# Highest Quality Pistol money can buy



## TackDriver20 (Aug 31, 2009)

Hi there, I'm just about turning the big 40 and about to choose the highest quality pistol money can buy
I prefer 9mm cartridge

My possible choices are the Korths, Sphinx's, Korriphila's or the SIG P210-8

If there are any other quality pistols i should look into before commiting all my money down, please post up

Oh, and i look for Accuracy, Reliability, and Feel of the pistol as utmost importance.

POST PICS WOULD BE GREATLY APPRECIATED!!!!!:smt1099


----------



## PhilR. (Apr 25, 2007)

The only other one I would add to your list is the Pardini. You can see a pic of it over at the larrysguns.com site.

Some would argue that the S&W 952 Performance Center and the high-end Sig 9mm (can't think of the model no.) could be included in a list like yours. Check their respective websites as well.....


----------



## falchunt (May 8, 2009)

Tack,

I have a Beretta Px4 9mm. I consider it to be of superb quality. I do not know how it could possibly be improved in any way. Right out of the box, I put 13 of 17 rounds in a 1 inch group from 10 yards. It is a very comfortable gun, with interchangable back straps for different hand sizes. The price of a gun does not always reflect what it should be worth....just MO


----------



## Bisley (Aug 24, 2008)

I can't help you with that, because I've never had my hands on such a masterpiece of beauty and engineering as you seem to desire.

However, if money is no object, there are quite a few quality off-the-shelf guns that can be made to shoot as well as anything made, by a good gunsmith. My personal abilities would never merit the extra expense, but I know that there are a few people out there who _can_ shoot well enough to benefit from handguns with enhanced accuracy.

Of course, if you just want an unmatched beauty, to keep in the safe, I can understand that, too.


----------



## dosborn (Apr 17, 2009)

Pick one up for me while you are at it. :smt033

http://www.sigsauer.com/Products/ShowCatalogProductDetails.aspx?categoryid=38&productid=88


----------



## Todd (Jul 3, 2006)

:watching:


----------



## falchunt (May 8, 2009)

Todd said:


> :watching:


What's that about Todd????


----------



## Todd (Jul 3, 2006)

It means I'm not actively participating, but I am watching this thread closely.


----------



## falchunt (May 8, 2009)

lol, whatever you say captain!


----------



## dosborn (Apr 17, 2009)

Did someone say something they shouldn't have? Hope it wasn't me. :smt170


----------



## Todd (Jul 3, 2006)

Relax. If anyone said anything they would have been notified. I'm just watching to learn more about the uber high-end guns. I have nothing to add, so a quick "watching" smiley is my way of subscribing to the thread.


----------



## TackDriver20 (Aug 31, 2009)

Well I've shot a rare SiG P210-8, the man allowing me to shoot the beautiful pistol said it was a newer model,an american feature on it with a thumb magazine release. Shot 2.5" at 60 yards. Best i ever shot.
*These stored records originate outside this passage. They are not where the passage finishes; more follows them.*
PR #185, opened 2016-03-04
Add Iso8601MessageParser

jurriaan:
Enables proper Iso8601 parsing using javax.xml.bind.DatatypeConverter for Java 7 support.

This wasn't possible with the DateMessageParser because SimpleDateFormatter doesn't support optional elements.

### DIFF
--- a/src/main/java/com/pinterest/secor/parser/Iso8601MessageParser.java
+++ b/src/main/java/com/pinterest/secor/parser/Iso8601MessageParser.java
@@ -1,0 +1,69 @@
+/**
+ * Licensed to the Apache Software Foundation (ASF) under one or more
+ * contributor license agreements.  See the NOTICE file distributed with
+ * this work for additional information regarding copyright ownership.
+ * The ASF licenses this file to You under the Apache License, Version 2.0
+ * (the "License"); you may not use this file except in compliance with
+ * the License.  You may obtain a copy of the License at
+ *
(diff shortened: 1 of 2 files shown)


src/main/java/com/pinterest/secor/parser/Iso8601MessageParser.java
```diff
@@ -0,0 +1,69 @@
...
+    }
+
+    @Override
+    public String[] extractPartitions(Message message) {
+        JSONObject jsonObject = (JSONObject) JSONValue.parse(message.getPayload());
+        String result[] = { defaultDate };
+
+        if (jsonObject != null) {
+            Object fieldValue = getJsonFieldValue(jsonObject);
+            if (fieldValue != null) {
```
HenryCaiHaiying: When fieldValue is not present, it will use the default, this might be error prone.  At least we need a warning logging here.

It might be better to introduce a config parameter to decide whether fallback to default or error out.

This also applies on when the field is available, but cannot be parsed.

jurriaan: Sure, I just copied DateMessageParser. Will add a warning here :)

HenryCaiHaiying:
@jurriaan Didn't realize you already made the change.  Github doesn't send notification when you make a new change/diff, feel free to ping me if you don't get response.

jurriaan:
Ah, great! Tnx :) will do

I was also gracious to shoot a sphinx3000, probably the best handgun ive ever shot if it came to a combat pistol chambered in 9mm.

Difference is the SIG is going for around $1400.00 more.
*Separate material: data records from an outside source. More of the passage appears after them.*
PR #193, opened 2016-03-21
making SecorConfig method public & use timezone from config for dateparser

lovenishgoyal:
Hi,

While I was trying to build project one of jUnit test case for Iso8601ParserTest.java class was failing. My timezone is GMT+05:30 and when it was processing one "timestamp":"2016-03-02T18:36:14+00:00" it is converting this into "2016-03-03T00:06:14+00:00"(As per GMT). I have modified the code based on configure timezone.

Please check and let me know in case of more clarification.

Thanks,
Lovenish

### DIFF
--- a/src/main/java/com/pinterest/secor/common/SecorConfig.java
+++ b/src/main/java/com/pinterest/secor/common/SecorConfig.java
@@ -416,32 +416,32 @@ public class SecorConfig {
         return mProperties.getBoolean(name);
     }
 
-    private void checkProperty(String name) {
+    public void checkProperty(String name) {
         if (!mProperties.containsKey(name)) {
             throw new RuntimeException("Failed to find required configuration option '" +
                                        name + "'.");
         }
     }
 
-    private String getString(String name) {
+    public String getString(String name) {
         checkProperty(name);
         return mProperties.getString(name);
     }
 
-    private int getInt(String name) {
+    public int getInt(String name) {
         checkProperty(name);
         return mProperties.getInt(name);
     }
 
-    private int getInt(String name, int defaultValue) {
+    public int getInt(String name, int defaultValue) {
         return mProperties.getInt(name, defaultValue);
     }
 
-    private long getLong(String name) {
+    public long getLong(String name) {
         return mProperties.getLong(name);
     }
 
-    private String[] getStringArray(String name) {
+    public String[] getStringArray(String name) {
         return mProperties.getStringArray(name);
     }
 }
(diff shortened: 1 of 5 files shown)


lovenishgoyal:
Hi @HenryCaiHaiying , I am able to build the project with these new changes in my local, Could you please guide me about next step.
Thanks in advance

src/main/java/com/pinterest/secor/parser/DateMessageParser.java
```diff
@@ -41,9 +42,17 @@
     private static final Logger LOG = LoggerFactory.getLogger(DateMessageParser.class);
     protected static final String defaultDate = "dt=1970-01-01";
     protected static final String defaultFormatter = "yyyy-MM-dd";
-
+    SimpleDateFormat outputFormatter = new SimpleDateFormat(defaultFormatter);
```
HenryCaiHaiying: These variables should be either private or protected.

src/main/java/com/pinterest/secor/common/SecorConfig.java
```diff
@@ -416,32 +416,32 @@ public boolean getBoolean(String name) {
...
-    private void checkProperty(String name) {
+    public void checkProperty(String name) {
         if (!mProperties.containsKey(name)) {
             throw new RuntimeException("Failed to find required configuration option '" +
                                        name + "'.");
         }
     }
 
-    private String getString(String name) {
+    public String getString(String name) {
```
HenryCaiHaiying: Do you need to change these accessor methods to public?

HenryCaiHaiying:
Have you looked at the test failure in CI?

src/main/java/com/pinterest/secor/parser/DateMessageParser.java
lovenishgoyal: I'll make the change.

src/main/java/com/pinterest/secor/common/SecorConfig.java
lovenishgoyal: these are common methods so we can use from our customized classes

lovenishgoyal:
CI is not showing any error, Build got failed while it was downloading jars. Test cases did not even start.
https://travis-ci.org/pinterest/secor/jobs/117530772

Can we start the build once again ?

lovenishgoyal:
@HenryCaiHaiying - Ping

HenryCaiHaiying:
Restarting the CI build

lovenishgoyal:
Hi @HenryCaiHaiying, I have changed Access Modifier for variables.

HenryCaiHaiying:
Looks good, thanks.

I've shot 3 SIG X-Fives, they too are a pleasure to shoot, but they're more of an audi r8 then a McClaren.

I consider the SIGp210-8, SPHINX3000 the McClarens of the cars.
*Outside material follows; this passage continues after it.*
PR #110, opened 2021-11-24
removed hostkey press for BH because we should stay on concentration

Master-Matt:
I tested this and It works much better. Not sure why we even pressed BH again in the first place since it's on left click.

Anyways, I've just taken care of the many chores I have on the month, and saved up a good $4200.

Still can't decide though.


----------



## MLB (Oct 4, 2006)

You've got them all on pins & needles Todd! :smt083


----------



## Todd (Jul 3, 2006)

MLB said:


> You've got them all on pins & needles Todd! :smt083


All I wanted to do was watch the thread and thought I'd not use the standard "guy eating popcorn" smiley. Guess I learned my lesson.


----------



## TackDriver20 (Aug 31, 2009)

A simple question. Which 9x19mm pistol iis the most accurate by all standards?.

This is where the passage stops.